**Assignment:**
Only one stretch of the data below is needed. Output the lines from the one with "PR #267, opened 2022-08-04" up to and including the one with "1. Skip sending", exactly as they stand.

Stored records
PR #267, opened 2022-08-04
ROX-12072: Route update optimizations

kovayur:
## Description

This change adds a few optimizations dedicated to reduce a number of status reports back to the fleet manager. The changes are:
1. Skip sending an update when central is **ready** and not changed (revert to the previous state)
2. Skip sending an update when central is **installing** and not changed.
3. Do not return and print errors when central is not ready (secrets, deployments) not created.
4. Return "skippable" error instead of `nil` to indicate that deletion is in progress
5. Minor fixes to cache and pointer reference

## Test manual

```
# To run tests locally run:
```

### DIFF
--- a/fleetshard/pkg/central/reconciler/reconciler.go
==
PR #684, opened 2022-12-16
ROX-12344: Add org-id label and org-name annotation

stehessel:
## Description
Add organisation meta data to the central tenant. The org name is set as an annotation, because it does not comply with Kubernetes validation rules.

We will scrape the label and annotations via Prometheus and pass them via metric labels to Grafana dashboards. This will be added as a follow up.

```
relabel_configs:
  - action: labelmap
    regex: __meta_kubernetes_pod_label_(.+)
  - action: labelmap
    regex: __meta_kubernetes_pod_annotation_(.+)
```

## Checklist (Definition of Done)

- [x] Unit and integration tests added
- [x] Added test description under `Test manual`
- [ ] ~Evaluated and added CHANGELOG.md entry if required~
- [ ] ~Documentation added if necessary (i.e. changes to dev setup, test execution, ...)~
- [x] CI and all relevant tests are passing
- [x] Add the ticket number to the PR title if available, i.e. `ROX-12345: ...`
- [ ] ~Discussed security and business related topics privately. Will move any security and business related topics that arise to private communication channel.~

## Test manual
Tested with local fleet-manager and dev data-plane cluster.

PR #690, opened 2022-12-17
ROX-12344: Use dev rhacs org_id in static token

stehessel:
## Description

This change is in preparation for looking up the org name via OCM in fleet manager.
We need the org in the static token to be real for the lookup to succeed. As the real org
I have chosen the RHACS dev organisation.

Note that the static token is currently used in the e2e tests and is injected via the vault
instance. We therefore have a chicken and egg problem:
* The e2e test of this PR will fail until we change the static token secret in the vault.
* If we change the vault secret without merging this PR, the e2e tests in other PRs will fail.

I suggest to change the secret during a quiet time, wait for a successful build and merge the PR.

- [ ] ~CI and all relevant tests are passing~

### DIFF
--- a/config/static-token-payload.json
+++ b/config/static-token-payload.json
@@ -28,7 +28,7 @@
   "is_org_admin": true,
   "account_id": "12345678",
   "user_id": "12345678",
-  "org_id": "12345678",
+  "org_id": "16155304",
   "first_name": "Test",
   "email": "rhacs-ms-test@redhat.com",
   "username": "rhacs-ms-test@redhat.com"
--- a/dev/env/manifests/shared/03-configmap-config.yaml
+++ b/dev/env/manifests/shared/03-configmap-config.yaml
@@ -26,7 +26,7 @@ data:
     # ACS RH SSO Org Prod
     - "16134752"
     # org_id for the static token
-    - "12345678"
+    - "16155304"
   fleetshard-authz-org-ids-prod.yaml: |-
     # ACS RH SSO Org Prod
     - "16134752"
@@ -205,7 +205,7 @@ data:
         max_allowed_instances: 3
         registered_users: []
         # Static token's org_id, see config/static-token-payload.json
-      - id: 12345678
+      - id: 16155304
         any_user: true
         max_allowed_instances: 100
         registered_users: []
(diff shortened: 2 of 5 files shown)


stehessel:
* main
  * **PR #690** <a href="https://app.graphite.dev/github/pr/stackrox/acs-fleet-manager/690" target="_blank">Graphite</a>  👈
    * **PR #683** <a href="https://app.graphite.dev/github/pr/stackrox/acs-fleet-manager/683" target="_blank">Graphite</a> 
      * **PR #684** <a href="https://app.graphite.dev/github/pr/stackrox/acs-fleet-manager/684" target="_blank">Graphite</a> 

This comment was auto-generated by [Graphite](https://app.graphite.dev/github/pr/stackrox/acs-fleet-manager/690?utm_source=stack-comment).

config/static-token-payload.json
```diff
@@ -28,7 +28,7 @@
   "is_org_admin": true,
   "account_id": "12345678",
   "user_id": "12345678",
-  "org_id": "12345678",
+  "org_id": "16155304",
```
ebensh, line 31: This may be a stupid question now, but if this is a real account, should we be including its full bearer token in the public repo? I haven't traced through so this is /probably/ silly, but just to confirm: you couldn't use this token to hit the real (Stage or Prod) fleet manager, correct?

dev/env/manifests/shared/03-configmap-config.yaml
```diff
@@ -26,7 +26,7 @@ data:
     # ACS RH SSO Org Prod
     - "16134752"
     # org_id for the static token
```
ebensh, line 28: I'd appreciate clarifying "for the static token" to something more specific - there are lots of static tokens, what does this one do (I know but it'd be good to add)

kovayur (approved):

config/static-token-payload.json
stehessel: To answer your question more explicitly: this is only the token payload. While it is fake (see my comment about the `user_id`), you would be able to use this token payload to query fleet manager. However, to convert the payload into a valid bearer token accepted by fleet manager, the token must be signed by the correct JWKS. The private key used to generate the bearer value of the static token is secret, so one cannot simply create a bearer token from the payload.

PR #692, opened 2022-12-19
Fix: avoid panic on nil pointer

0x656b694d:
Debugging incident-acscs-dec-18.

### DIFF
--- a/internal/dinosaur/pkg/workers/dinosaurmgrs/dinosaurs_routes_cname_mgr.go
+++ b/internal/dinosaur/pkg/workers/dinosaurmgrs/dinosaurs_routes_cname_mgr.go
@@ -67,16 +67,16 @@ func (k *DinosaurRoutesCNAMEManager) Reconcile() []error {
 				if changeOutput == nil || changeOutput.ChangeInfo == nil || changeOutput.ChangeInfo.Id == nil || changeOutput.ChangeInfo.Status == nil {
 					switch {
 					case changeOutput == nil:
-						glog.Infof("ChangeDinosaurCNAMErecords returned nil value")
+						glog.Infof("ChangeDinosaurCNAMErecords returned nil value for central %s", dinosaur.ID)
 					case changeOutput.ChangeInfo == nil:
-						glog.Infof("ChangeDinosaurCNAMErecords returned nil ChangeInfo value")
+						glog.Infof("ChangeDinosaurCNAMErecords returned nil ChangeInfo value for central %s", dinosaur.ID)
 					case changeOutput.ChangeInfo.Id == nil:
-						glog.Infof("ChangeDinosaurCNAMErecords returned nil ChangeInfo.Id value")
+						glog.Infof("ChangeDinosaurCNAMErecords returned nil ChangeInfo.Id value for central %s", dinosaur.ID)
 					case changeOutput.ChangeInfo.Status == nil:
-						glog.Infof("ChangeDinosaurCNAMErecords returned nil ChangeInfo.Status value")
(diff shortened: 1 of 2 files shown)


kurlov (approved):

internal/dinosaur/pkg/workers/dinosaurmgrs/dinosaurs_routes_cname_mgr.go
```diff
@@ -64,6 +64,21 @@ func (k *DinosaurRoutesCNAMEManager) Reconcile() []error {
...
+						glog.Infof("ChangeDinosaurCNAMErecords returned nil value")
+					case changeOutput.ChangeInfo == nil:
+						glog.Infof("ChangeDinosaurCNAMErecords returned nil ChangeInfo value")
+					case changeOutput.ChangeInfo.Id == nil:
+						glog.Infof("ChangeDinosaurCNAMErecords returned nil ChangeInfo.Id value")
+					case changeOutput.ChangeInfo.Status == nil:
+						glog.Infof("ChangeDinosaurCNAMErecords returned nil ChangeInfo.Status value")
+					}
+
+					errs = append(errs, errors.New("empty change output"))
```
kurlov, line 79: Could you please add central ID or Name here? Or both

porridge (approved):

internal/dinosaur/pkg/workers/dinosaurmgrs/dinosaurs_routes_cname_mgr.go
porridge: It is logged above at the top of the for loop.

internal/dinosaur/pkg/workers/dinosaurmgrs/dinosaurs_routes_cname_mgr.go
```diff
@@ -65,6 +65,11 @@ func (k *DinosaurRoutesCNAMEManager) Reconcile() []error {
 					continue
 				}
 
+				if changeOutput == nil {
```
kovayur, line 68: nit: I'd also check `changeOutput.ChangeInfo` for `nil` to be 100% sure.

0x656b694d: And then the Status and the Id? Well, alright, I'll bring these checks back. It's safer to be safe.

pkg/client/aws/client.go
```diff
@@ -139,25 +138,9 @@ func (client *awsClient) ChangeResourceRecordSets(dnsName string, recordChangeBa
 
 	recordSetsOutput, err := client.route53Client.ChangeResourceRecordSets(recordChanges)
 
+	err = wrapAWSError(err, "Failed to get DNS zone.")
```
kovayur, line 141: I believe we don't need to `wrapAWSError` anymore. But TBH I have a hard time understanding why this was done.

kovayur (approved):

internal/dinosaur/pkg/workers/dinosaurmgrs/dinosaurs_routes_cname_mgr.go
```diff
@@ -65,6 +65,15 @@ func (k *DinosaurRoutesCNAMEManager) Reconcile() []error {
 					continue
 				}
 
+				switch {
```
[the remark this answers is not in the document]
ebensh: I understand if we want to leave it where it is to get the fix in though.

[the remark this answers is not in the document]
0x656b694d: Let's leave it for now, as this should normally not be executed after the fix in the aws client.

**Response to this exercise:**
PR #267, opened 2022-08-04
ROX-12072: Route update optimizations

kovayur:
## Description

This change adds a few optimizations dedicated to reduce a number of status reports back to the fleet manager. The changes are:
1. Skip sending an update when central is **ready** and not changed (revert to the previous state)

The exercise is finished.